**Exercise instructions**: Read the entries below and pull out each line with the string "after".

**Records shown**:
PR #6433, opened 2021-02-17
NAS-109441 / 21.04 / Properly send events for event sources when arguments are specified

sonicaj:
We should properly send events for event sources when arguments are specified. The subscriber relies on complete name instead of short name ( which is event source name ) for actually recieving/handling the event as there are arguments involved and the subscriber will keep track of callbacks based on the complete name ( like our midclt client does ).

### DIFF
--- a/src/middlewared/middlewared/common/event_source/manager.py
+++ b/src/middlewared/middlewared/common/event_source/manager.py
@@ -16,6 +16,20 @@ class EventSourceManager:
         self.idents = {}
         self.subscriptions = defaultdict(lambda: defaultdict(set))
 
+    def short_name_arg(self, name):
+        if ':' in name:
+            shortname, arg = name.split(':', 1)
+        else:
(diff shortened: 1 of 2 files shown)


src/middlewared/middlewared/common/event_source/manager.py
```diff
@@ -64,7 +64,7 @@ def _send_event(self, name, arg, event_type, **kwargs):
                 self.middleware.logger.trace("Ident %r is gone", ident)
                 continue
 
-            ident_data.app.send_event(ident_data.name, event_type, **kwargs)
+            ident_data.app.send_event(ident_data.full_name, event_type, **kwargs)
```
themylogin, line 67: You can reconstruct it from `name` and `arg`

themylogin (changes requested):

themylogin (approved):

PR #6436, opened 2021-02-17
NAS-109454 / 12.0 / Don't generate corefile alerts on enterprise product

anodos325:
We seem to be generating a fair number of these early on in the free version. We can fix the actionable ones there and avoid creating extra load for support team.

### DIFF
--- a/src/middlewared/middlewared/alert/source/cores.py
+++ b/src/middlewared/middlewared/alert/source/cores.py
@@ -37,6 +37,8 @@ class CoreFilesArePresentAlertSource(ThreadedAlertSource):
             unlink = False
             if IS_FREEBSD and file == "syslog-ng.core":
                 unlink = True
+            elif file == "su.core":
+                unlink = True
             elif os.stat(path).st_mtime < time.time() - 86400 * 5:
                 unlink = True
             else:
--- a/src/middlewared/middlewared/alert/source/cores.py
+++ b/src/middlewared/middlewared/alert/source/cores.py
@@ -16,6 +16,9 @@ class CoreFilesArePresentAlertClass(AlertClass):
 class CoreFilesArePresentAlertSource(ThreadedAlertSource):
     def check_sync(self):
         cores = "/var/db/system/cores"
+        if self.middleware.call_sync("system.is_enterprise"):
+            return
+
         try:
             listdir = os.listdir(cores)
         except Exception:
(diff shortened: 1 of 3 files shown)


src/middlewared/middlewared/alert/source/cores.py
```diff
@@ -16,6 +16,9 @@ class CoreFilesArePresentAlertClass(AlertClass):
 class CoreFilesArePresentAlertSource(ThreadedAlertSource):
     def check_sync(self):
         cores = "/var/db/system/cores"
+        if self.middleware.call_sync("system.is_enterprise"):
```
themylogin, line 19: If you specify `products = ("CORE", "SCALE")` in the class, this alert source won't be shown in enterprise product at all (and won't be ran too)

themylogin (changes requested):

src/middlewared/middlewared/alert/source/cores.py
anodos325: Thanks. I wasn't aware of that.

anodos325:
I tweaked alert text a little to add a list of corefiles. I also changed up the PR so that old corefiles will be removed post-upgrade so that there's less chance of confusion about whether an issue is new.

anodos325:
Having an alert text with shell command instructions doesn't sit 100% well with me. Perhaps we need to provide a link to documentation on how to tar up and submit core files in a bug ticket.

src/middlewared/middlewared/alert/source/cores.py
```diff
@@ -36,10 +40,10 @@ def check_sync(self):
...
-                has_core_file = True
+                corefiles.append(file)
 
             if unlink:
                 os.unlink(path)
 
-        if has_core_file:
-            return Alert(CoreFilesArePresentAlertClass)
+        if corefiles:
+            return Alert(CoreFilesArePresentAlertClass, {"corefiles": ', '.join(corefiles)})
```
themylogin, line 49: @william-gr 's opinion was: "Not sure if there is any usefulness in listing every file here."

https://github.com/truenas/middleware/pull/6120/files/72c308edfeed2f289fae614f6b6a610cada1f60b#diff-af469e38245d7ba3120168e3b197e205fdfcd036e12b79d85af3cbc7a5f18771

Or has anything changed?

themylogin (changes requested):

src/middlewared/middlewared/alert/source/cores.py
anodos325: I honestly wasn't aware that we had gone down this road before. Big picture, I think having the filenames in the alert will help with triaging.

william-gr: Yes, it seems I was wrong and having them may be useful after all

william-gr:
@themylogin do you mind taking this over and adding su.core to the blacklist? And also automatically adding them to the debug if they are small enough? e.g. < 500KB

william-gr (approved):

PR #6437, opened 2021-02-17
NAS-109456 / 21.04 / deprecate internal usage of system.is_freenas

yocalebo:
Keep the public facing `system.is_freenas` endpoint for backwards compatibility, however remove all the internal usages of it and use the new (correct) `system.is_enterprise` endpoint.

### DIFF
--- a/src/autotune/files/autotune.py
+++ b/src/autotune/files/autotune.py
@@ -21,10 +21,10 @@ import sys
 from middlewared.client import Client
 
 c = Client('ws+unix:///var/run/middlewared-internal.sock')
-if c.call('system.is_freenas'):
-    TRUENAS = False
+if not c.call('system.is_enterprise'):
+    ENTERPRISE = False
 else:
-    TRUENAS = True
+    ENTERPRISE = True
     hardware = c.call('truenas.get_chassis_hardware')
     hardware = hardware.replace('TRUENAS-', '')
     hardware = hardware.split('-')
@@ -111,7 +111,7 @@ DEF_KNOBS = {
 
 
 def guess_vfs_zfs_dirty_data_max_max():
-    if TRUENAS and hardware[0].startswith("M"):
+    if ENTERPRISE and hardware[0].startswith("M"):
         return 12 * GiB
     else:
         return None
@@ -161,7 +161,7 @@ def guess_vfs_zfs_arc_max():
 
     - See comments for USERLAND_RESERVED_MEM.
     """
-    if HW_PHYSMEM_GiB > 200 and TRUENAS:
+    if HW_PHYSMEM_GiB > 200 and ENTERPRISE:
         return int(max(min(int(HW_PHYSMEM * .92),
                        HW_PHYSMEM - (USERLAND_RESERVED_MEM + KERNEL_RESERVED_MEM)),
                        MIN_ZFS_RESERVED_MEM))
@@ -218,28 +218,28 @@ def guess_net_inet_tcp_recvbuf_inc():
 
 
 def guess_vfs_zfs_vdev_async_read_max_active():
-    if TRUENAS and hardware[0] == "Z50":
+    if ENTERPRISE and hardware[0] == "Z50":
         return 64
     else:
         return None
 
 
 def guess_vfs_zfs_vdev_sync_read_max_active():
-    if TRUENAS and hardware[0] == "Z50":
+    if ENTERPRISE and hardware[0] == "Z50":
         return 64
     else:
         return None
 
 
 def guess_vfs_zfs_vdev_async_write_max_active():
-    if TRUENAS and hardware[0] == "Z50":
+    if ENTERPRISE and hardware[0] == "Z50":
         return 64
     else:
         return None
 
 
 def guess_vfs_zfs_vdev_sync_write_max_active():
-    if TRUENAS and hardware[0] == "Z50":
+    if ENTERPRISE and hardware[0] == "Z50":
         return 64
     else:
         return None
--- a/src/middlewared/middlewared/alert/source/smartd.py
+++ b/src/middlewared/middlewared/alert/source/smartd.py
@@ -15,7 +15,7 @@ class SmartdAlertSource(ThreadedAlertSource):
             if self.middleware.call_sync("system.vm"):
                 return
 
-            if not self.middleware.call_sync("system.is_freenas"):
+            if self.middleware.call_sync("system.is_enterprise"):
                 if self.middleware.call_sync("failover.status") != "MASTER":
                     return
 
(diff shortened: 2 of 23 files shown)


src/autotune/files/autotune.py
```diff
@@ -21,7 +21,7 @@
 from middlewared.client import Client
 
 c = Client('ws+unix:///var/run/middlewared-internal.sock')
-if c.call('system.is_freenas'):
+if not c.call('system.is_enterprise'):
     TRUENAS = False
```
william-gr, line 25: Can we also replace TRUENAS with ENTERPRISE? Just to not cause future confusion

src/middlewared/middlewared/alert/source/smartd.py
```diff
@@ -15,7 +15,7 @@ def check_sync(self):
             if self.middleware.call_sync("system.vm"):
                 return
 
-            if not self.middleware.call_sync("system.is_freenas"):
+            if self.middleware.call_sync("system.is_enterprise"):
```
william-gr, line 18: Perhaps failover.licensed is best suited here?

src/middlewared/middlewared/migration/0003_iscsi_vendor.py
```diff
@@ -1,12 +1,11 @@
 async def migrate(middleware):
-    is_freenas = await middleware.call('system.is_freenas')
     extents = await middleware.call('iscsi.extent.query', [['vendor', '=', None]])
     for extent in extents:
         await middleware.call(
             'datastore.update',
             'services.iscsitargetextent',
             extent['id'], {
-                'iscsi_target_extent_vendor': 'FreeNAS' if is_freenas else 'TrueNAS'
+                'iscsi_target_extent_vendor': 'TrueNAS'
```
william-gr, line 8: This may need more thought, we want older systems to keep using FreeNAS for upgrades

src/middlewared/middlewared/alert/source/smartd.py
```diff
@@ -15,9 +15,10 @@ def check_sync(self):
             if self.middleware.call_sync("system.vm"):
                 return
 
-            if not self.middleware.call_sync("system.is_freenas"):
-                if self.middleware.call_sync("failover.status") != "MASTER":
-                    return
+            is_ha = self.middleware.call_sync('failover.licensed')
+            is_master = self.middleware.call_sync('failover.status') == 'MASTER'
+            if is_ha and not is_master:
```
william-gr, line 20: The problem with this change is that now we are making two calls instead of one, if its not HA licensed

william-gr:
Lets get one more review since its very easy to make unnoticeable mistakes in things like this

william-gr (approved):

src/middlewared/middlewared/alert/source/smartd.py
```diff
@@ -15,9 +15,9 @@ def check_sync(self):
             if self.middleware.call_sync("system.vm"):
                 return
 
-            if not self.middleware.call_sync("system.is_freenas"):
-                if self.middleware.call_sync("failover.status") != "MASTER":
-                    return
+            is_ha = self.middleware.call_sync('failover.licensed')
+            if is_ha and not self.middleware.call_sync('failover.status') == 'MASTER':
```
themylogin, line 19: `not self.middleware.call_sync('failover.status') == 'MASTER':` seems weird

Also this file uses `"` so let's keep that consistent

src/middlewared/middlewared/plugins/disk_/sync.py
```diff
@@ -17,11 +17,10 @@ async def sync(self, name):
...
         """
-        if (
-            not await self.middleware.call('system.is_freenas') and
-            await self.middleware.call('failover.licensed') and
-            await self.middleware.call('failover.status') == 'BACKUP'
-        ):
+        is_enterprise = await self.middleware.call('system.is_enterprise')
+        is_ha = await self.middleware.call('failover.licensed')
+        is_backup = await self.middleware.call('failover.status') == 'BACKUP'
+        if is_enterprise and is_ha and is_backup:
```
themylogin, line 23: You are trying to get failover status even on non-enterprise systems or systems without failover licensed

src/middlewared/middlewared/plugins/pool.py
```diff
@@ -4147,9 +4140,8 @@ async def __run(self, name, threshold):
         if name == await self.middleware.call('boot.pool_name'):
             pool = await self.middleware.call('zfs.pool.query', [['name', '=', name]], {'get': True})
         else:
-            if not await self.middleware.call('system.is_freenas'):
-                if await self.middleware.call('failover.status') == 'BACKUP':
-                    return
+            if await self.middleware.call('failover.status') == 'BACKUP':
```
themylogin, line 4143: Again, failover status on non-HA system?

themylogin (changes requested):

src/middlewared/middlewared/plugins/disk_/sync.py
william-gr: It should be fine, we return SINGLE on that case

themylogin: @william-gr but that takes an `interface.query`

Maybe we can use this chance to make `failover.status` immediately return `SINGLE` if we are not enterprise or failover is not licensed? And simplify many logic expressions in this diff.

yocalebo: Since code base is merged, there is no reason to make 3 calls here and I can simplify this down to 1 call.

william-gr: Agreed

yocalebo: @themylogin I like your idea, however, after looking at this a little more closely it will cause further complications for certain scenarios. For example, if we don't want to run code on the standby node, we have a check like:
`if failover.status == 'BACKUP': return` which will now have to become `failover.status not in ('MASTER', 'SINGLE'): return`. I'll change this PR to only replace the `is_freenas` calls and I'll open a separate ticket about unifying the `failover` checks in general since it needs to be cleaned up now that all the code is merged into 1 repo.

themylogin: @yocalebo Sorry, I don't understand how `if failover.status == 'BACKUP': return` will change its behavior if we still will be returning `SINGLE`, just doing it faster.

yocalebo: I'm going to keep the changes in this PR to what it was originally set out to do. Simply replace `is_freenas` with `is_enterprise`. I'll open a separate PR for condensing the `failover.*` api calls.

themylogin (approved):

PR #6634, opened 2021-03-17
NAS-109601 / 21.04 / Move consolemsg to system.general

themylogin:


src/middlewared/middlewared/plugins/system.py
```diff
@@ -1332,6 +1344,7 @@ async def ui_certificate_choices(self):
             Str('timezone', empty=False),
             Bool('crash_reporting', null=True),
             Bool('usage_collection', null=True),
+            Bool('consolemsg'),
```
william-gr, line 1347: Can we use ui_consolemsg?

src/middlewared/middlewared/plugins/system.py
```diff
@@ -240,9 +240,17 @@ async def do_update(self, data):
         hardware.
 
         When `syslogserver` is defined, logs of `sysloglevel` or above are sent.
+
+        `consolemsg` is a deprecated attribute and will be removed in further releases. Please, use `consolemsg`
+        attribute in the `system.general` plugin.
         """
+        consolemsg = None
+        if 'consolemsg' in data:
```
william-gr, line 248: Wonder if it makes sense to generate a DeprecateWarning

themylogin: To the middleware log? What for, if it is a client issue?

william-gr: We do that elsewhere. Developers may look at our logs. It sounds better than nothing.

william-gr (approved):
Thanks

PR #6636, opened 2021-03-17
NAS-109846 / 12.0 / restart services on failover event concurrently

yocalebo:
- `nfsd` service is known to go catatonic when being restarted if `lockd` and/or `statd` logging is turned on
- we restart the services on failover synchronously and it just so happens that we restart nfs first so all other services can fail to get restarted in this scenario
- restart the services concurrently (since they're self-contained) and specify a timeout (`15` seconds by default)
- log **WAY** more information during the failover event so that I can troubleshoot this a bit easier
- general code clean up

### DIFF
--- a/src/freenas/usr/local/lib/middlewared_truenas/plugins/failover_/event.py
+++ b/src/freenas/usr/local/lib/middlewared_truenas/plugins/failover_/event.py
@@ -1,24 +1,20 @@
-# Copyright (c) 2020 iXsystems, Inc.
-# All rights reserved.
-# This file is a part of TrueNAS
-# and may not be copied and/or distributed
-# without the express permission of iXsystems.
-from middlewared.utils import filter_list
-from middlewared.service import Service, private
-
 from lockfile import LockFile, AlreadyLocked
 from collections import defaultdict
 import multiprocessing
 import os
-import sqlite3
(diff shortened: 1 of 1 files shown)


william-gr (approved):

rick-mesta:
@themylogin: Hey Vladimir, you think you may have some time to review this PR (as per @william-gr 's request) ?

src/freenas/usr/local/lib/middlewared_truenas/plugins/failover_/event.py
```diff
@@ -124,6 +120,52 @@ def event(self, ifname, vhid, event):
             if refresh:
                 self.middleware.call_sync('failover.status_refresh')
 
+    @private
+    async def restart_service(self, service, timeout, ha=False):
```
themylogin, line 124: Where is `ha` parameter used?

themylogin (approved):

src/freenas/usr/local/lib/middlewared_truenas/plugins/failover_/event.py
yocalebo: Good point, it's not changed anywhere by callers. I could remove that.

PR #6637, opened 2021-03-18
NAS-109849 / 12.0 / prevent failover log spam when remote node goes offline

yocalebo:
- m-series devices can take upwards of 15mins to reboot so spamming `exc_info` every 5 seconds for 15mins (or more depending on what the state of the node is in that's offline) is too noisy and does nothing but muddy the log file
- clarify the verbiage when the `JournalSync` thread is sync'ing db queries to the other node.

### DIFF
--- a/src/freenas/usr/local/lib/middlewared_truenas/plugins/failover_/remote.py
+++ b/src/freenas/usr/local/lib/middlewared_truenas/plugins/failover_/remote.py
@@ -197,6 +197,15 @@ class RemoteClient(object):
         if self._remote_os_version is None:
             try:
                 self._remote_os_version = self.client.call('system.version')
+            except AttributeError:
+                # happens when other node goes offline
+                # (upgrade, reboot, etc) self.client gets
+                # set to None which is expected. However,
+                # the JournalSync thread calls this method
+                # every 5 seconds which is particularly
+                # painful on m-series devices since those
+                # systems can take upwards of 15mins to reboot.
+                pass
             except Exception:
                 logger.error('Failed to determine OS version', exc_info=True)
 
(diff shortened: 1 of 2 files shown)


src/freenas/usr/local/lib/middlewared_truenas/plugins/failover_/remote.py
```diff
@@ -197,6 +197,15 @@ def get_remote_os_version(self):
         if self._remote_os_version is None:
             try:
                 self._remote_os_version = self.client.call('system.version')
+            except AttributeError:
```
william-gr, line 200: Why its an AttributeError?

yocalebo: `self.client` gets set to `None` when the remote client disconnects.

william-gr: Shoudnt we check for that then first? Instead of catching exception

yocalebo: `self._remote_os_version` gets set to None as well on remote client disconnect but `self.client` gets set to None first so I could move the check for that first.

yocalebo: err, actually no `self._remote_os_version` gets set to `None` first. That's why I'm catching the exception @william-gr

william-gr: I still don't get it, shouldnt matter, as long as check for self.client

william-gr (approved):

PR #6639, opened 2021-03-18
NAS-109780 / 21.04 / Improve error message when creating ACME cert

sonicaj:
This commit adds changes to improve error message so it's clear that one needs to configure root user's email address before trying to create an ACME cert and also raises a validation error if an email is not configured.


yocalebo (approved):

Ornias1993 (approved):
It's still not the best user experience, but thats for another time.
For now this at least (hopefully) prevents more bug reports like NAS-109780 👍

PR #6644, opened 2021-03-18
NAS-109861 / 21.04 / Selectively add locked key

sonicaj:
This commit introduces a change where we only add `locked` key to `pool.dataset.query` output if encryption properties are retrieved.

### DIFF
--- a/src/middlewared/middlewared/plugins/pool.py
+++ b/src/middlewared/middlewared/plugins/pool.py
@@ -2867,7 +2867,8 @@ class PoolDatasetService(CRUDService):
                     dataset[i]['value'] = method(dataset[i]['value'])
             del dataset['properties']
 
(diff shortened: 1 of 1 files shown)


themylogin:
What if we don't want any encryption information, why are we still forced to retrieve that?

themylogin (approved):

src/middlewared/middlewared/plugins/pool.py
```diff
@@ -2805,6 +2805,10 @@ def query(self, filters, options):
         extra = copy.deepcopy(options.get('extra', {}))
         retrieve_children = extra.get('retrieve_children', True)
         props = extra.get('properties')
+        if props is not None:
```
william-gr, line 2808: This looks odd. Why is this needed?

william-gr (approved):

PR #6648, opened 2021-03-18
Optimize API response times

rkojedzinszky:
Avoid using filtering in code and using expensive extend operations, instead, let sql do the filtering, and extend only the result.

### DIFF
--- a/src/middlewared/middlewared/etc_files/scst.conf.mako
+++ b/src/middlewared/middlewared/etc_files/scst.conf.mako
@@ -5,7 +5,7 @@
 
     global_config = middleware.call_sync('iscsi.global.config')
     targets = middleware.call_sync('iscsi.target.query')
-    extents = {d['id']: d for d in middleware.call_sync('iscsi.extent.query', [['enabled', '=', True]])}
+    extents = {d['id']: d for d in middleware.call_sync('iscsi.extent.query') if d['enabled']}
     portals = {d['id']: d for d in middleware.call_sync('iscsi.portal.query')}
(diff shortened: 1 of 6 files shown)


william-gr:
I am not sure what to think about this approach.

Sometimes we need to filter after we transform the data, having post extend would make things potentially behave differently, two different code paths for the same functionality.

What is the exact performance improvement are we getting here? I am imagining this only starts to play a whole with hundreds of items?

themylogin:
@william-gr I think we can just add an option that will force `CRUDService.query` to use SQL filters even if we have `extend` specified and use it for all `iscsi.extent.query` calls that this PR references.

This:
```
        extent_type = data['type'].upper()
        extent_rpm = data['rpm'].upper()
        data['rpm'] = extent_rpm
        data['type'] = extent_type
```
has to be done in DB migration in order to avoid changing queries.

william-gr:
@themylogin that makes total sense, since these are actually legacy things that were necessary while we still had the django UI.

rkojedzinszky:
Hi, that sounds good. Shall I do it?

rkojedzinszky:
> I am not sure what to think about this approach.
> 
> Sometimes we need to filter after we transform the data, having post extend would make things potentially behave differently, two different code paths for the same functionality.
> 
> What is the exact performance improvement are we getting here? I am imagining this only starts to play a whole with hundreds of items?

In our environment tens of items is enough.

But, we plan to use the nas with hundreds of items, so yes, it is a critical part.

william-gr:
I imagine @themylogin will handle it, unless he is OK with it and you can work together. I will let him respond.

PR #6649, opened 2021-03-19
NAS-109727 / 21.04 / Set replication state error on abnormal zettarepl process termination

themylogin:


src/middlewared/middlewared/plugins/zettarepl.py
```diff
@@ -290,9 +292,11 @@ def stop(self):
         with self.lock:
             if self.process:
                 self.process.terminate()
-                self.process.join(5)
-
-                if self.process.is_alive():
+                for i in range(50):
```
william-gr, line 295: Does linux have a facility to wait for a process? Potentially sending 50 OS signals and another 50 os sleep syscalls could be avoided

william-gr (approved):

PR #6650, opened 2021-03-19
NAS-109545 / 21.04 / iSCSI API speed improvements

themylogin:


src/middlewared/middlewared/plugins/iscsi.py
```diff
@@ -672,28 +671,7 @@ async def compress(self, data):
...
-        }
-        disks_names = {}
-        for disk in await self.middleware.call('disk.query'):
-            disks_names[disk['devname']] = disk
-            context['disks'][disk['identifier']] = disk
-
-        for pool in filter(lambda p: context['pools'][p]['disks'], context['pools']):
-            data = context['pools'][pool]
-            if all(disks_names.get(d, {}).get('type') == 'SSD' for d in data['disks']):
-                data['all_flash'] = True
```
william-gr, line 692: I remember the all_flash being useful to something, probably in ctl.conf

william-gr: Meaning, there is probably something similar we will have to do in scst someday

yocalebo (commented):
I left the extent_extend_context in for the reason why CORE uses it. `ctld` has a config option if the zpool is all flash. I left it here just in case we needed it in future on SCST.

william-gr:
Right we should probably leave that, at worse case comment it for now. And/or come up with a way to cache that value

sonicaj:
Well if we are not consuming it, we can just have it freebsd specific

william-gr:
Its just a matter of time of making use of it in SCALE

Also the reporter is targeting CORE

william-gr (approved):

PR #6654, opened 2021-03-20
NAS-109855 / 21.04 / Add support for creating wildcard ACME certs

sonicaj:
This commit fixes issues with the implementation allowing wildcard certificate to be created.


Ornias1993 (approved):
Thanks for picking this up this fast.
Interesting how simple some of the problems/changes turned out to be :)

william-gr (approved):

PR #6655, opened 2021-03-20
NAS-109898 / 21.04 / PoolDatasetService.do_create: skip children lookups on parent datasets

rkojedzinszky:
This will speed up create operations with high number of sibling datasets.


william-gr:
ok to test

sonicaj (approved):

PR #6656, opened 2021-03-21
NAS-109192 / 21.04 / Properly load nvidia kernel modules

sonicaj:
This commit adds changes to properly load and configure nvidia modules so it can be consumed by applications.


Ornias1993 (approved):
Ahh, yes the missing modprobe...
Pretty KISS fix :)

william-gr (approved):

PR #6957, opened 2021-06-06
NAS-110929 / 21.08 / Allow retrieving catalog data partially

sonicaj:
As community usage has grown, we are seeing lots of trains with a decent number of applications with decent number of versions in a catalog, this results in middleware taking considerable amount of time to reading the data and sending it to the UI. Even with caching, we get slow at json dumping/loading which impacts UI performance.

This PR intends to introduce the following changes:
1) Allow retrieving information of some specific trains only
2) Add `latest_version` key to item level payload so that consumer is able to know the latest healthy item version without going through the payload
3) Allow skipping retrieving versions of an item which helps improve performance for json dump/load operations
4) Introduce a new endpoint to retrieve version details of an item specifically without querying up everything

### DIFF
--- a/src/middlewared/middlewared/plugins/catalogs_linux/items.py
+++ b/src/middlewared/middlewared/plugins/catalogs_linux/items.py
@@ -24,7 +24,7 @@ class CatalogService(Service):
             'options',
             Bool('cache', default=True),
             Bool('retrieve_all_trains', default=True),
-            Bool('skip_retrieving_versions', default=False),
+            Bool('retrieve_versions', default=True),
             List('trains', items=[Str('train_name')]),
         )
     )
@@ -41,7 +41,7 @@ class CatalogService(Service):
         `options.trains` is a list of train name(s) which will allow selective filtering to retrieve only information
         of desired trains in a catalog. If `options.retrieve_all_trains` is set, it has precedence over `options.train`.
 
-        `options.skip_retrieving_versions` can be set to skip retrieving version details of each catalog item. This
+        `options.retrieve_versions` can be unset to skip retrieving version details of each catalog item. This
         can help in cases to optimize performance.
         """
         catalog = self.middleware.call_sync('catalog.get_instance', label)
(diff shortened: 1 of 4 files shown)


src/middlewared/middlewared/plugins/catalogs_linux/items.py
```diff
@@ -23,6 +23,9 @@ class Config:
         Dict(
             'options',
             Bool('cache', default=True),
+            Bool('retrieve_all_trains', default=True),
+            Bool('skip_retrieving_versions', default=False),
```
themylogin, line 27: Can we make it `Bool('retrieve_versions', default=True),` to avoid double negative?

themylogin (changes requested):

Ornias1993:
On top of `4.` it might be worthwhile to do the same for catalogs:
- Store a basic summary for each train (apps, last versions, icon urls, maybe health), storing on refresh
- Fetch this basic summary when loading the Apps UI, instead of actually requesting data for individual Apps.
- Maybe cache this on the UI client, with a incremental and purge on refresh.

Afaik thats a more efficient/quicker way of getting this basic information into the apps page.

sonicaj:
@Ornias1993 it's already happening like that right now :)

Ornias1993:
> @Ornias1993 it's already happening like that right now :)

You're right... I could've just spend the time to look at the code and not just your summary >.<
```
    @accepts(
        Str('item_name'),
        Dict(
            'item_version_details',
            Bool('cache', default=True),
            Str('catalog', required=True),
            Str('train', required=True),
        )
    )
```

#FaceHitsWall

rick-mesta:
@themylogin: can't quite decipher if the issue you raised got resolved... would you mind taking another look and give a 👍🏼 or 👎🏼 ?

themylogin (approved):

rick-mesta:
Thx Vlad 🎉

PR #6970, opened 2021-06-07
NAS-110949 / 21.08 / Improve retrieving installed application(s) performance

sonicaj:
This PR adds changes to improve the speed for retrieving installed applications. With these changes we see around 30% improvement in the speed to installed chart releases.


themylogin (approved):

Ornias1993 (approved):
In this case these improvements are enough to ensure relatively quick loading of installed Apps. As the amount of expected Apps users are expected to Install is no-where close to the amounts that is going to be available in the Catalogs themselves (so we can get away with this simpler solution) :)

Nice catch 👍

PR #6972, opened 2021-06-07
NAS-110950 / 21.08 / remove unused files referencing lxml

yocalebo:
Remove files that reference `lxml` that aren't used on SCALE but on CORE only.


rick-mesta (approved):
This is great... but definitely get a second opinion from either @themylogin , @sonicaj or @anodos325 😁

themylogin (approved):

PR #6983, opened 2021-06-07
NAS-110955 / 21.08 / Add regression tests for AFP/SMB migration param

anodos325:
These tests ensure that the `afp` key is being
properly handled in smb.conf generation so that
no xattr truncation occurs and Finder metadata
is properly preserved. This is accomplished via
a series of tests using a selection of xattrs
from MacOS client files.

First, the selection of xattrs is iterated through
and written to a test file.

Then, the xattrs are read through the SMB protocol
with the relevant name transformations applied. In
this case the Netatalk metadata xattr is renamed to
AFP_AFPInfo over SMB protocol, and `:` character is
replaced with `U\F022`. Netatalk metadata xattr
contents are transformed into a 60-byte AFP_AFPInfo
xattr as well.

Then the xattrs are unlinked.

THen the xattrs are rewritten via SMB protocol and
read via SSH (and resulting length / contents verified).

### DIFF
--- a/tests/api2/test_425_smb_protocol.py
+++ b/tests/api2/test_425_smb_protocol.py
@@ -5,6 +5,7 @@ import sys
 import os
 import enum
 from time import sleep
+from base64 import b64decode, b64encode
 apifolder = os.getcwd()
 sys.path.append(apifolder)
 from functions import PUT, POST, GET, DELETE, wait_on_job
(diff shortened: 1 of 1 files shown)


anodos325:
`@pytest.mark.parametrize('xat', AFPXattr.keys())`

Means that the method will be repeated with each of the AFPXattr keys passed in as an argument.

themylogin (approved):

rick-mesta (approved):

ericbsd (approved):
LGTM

**Solution for this task**:
william-gr: Yes, it seems I was wrong and having them may be useful after all
yocalebo: @themylogin I like your idea, however, after looking at this a little more closely it will cause further complications for certain scenarios. For example, if we don't want to run code on the standby node, we have a check like:
Sometimes we need to filter after we transform the data, having post extend would make things potentially behave differently, two different code paths for the same functionality.
> Sometimes we need to filter after we transform the data, having post extend would make things potentially behave differently, two different code paths for the same functionality.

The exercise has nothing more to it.